Sounds like a great power for a superhero.


----------



## Just_Some_Guy (Oct 8, 2009)

ENTJwillruletheworld said:


> Yeah but they tested some of those theory's and none of them worked. They also mentioned that there is just as much methane in that part of the ocean than in the rest of the ocean so there isn't any reason to think that's what's causing it.


The one I watched, they did test it. They ran trace amounts on methane into the air intakes of the engine in question and with a surprisingly little amount, the engine died.


----------



## Miss Scarlet (Jul 26, 2010)

EmotionallyTonedGeometry said:


> The one I watched, they did test it. They ran trace amounts on methane into the air intakes of the engine in question and with a surprisingly little amount, the engine died.


The one I saw they ran test on and some of them worked some not. But what I'm saying is that, there isn't more methane in that part of the ocean than in the rest. So even if the "test" worked there is no reason be believe it would happen that way. At least that's what they said. make sense.


----------



## Just_Some_Guy (Oct 8, 2009)

ENTJwillruletheworld said:


> The one I saw they ran test on and some of them worked some not. But what I'm saying is that, there isn't more methane in that part of the ocean than in the rest. So even if the "test" worked there is no reason be believe it would happen that way. At least that's what they said. make sense.


Clearly, the only way we can tell which TV documentary was right is if we now arm wrestle.


----------



## Garrett Petersen (Aug 4, 2010)

The Bermuda Triangle is the classic example of availability bias.
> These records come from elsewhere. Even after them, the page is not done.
PR #601, opened 2022-02-08
Handles an edge case from #580

belav:


Src/CSharpier/DocPrinter/DocPrinter.cs
```diff
@@ -187,9 +187,10 @@ private void AppendComment(LeadingComment leadingComment, Indent indent)
             //  *  keeps the * in line
             //  */
             var firstLineIndentLength =
-                firstLine!.Replace("\t", "    ").Length - firstLine.TrimStart().Length;
+                firstLine!.Replace("\t", "    ").Length
```
shocklateboy92, line 190: This is probably worth extracting to a constant. It seems to come up a fair bit.

PR #602, opened 2022-02-08
New conditional access

belav:
This has a lot of edge cases, and is probably not worth doing.

https://github.com/belav/csharpier-repos/pull/31/files


commonquail:
[These operators](https://docs.microsoft.com/en-us/dotnet/csharp/language-reference/operators/member-access-operators#null-conditional-operators--and-) are called `?.` respectively `?[]` so I think it's not unreasonable to consider them a single token.

The [null-forgiving operator](https://docs.microsoft.com/en-us/dotnet/csharp/language-reference/operators/null-forgiving), on the other hand, is specifically _just_ `!` (without `.`).

PR #607, opened 2022-02-14
Add `DevelopmentDependency` property to `CSharpier.MsBuild.csproj`

martinothamar:
Hi, awesome project, thanks for your work!

This package only runs in `BeforeTargets="Build"` right? I just tested installing the MsBuild package like this (with PrivateAssets attr), in a global `Directory.Build.Props` file, and it seems to work:
```csproj
  <ItemGroup>
    <PackageReference Include="CSharpier.MsBuild" Version="0.15.0" PrivateAssets="all" /> 
  </ItemGroup>
```

Usecase being we have some packages that are going to be published, and we only need `csharpier` during build (doesnt need to be a dep of the package).

### DIFF
--- a/Src/CSharpier.MsBuild/CSharpier.MsBuild.csproj
+++ b/Src/CSharpier.MsBuild/CSharpier.MsBuild.csproj
@@ -8,6 +8,7 @@
         -->
         <TargetFramework>netstandard2.0</TargetFramework>
         <PackageId>CSharpier.MsBuild</PackageId>
+        <DevelopmentDependency>true</DevelopmentDependency>
         <CSharpierOutputDir>../CSharpier.Cli/bin/$(Configuration)/net6.0</CSharpierOutputDir>
     </PropertyGroup>
 


martinothamar:
Btw, this should also add the `PrivateAssets` attribute to the package ref when users install via nuget.org or CLI, currently it installs as a normal dependency
image

belav:
Thanks for reporting this.

I did find that when CSharpier.MsBuild is a DevelopmentDependency, it ends up in the csproj like this
```
      <PackageReference Include="CSharpier.MsBuild" Version="0.15.1">
        <IncludeAssets>runtime; build; native; contentfiles; analyzers; buildtransitive</IncludeAssets>
        <PrivateAssets>all</PrivateAssets>
      </PackageReference>
```
[StyleCop.Analyzerz](https://www.nuget.org/packages/StyleCop.Analyzers/) does the same thing.

belav (approved):

shocklateboy92 (commented):
Woah... @belav beat me to a review 😮 Australia time-zone is having some disadvantages.
Thanks for your contribution @martinothamar !

PR #609, opened 2022-02-14
Building out a proper website for csharpier

### LINKED ISSUE #505: Turn CSharpier.com into a proper website.

belav:
This is the new csharpier website. The playground will be moving to a subdomain because getting that working with docusaurus isn't worth the effort.

closes #505


shocklateboy92:
You should probably have a link to this in the project summary so it shows up on the top right.
(I don't know if there's a fancy website field in project settings though)

PR #1387, opened 2024-11-19
Use current `dotnet` host instead of global

PetSerAl:
Use current `dotnet` binary from `DOTNET_HOST_PATH` instead of just `dotnet`.
Reasons:
1. Global (in `PATH`) may not exist (when used _Binaries_, but not _Installers_).
2. Global can have different runtime version.
3. Consistent with outer tools (`csc` for example).
https://github.com/dotnet/roslyn/blob/324fd25331c969cd742ba68eee09ffd4b6fd29e3/src/Compilers/Shared/RuntimeHostInfo.cs#L61-L64
4. It is documented to be used for that purpose.
https://learn.microsoft.com/en-us/dotnet/core/tools/dotnet-environment-variables#dotnet_host_path


shocklateboy92 (approved):
LGTM. Thanks for your contribution.

PR #1457, opened 2025-01-22
Support users who needs multiple dotnet architecturess

letientai299:
I'm using a Mac M2, and for some reasons, I need to use both arm64 and x64 dotnet, configured per project basis. Currently the Rider plugins will try to reinstall csharpier whenever I switch from a project that use x64 dotnet to another project that use arm64 dotnet. That slows down the initial format significantly.

I fix this by detecting and adding dotnet architecture to the `~/.cache/...` path.

Some implementation notes:

- First run of `dotnet --info` after machine startup is slow. Subsequent runs is faster. I don't think `dotnet --info` is run often. So, this might slow down the first installation a bit.

- Alternative to use `dotnet --info` is either to implement a class that support all common 3 executable formats (PE, ELF, and Mach-O), or use a 3rd lib (e.g., https://tika.apache.org/). I don't want to write and test the custom detector class. And, I don't think a new dependency is worth. So, I go with the simplest solution.

Let me know if there's any other idea to fix the root cause.


belav:
I like the simple solution instead of trying to support multiple executable formats. My guess is supporting multiple formats would be more work and more likely to cause problems. Also this simple fix would be easy to port into VSCode.

Just a few thoughts I had.

1. Would it make sense to consider x64 the default architecture and not include it in the file path? It would mean most users don't have a new path, but it also means the paths are less consistent.
2. Instead of detecting the architecture, what about having a project level option for selecting it? I think a downside is that if you don't notice csharpier uninstalling/reinstalling itself you'd never know to set the option. On the other hand it would get rid of the concern with `dotnet --info` being a bit slow.
3. I was worried about parsing the output of `--info` for other languages, but I figured out how to set the language using `DOTNET_CLI_UI_LANGUAGE` and `Architecture:` is not translated for other languages.

I'm leaning towards keeping things as is, but let me know what you think. And thanks for the contribution!

letientai299:
I prefer to keep it as is. My opinions on your thoughts:

1. I think it's better to keep the path more consistent. So, we don't have to document why x64 is different with other architecture. My implementation is also treating detection failure as no architecture path segment, so, making x64 special would nullify that fallback option.

2. If we add the configuration to select it, then how would we resolve if that option and the project-level dotnet SDK is incompatible? I also prefer to keep this simple. In case we want to port this feature to other IDE/plugins, we only deal with the installation path, no need to take care of the setting UI/UX.

belav (approved):

belav:
I agree with everything you brought up, went ahead and submitted it to JetBrains. They usually approve it within 24hours or so.

Thanks again!

PR #1458, opened 2025-01-23
Fix: `dotnet test` failure in `CliTests.Should_Return_Error_When_No_DirectoryOrFile_And_Not_Piping_StdIn`

ogaken-1:
# Problem

The test `CliTests.Should_Return_Error_When_No_DirectoryOrFile_And_Not_Piping_StdIn` was consistently failing when executed via the `dotnet test` command.

This issue appears to have been caused by CliWrap, which initializes `ProcessStartInfo` with `RedirectStandardInput = true` by default. This behavior interfered with the test, as it relies on `Console.IsInputRedirected` being `false`.

# Solution

This patch updates the test to use `ProcessStartInfo` directly instead of relying on CliWrap. This ensures that `RedirectStandardInput` is explicitly set to `false`.

### DIFF
--- a/Src/CSharpier.Cli.Tests/CliTests.cs
+++ b/Src/CSharpier.Cli.Tests/CliTests.cs
@@ -1,4 +1,5 @@
 using System.Collections.Generic;
+using System.Diagnostics;
 using System.Linq;
 using System.Text;
 using CliWrap;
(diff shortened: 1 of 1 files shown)


belav (approved):
Not sure why this passes on the GH action, but it also did fail for me when I tried `dotnet test` locally. Maybe it is a windows vs linux thing. Either way this looks good, thanks for figuring out a fix!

There is no mystery.


----------



## Valdyr (May 25, 2010)

There is no Bermuda Triangle "mystery." If we examine the rate of disappearance in proportion with the amount of traffic that passes through the Triangle (which has some of the highest sea traffic in the world), there is nothing out of the ordinary.


----------



## Gracie (Dec 13, 2009)

Interesting theory, whether or not it proves correct.


----------



## Kevinaswell (May 6, 2009)

In my own little world, I'm happy just pretending it's the Lost island.


----------



## LostInMyOwnMind (May 5, 2010)

> can become dislodged and transform into gaseous bubbles expanding geometrically as they explode upwards. When these bubbles reach the surface of the water they soar into the air, still expanding upwards and outwards.


Wait! So the Bermuda Triangle is just a gigantic fart bubble?


----------



## Lucem (Dec 2, 2009)

EmotionallyTonedGeometry said:


> Clearly, the only way we can tell which TV documentary was right is if we now arm wrestle.


I literally burst out laughing reading this post.


----------



## DarklyValentine (Mar 4, 2010)

Clearly Alien Propoganda


----------



## TreeBob (Oct 11, 2008)

timeless said:


> Sounds like a great power for a superhero.


----------



## AEIOU (Feb 5, 2010)

I'm looking forward to some Brilliant Computer Scientist figuring out whether Bigfoot, Sasquatch really exists!


----------